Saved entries
BEGIN
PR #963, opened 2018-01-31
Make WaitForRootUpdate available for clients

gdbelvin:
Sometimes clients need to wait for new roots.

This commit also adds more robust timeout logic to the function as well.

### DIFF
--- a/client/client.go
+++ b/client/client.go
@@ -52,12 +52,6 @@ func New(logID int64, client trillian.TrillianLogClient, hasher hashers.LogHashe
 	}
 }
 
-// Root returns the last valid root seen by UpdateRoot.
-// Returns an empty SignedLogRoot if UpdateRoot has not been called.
END
BEGIN
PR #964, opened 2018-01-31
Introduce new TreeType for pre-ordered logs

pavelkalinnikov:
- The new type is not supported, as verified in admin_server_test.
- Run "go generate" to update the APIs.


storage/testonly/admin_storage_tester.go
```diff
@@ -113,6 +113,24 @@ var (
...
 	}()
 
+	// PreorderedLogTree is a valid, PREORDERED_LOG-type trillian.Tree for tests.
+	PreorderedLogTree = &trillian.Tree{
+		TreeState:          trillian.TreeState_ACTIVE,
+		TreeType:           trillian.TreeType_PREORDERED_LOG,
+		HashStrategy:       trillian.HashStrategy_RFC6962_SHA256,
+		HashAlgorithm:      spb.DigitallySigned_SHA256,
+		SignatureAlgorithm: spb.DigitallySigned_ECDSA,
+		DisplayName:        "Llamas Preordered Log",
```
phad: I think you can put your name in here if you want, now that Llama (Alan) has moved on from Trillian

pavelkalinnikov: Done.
END
BEGIN
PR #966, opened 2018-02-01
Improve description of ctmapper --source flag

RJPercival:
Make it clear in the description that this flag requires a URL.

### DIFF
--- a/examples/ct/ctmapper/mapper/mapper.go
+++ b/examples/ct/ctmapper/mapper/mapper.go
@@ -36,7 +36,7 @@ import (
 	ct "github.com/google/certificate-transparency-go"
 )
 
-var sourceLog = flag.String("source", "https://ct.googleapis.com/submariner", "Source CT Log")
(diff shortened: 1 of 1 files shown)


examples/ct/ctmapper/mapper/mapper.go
END
**Task description**:
Copy every line of the data that carries the word "ctmapper".

**Output below**:
Improve description of ctmapper --source flag
--- a/examples/ct/ctmapper/mapper/mapper.go
+++ b/examples/ct/ctmapper/mapper/mapper.go
examples/ct/ctmapper/mapper/mapper.go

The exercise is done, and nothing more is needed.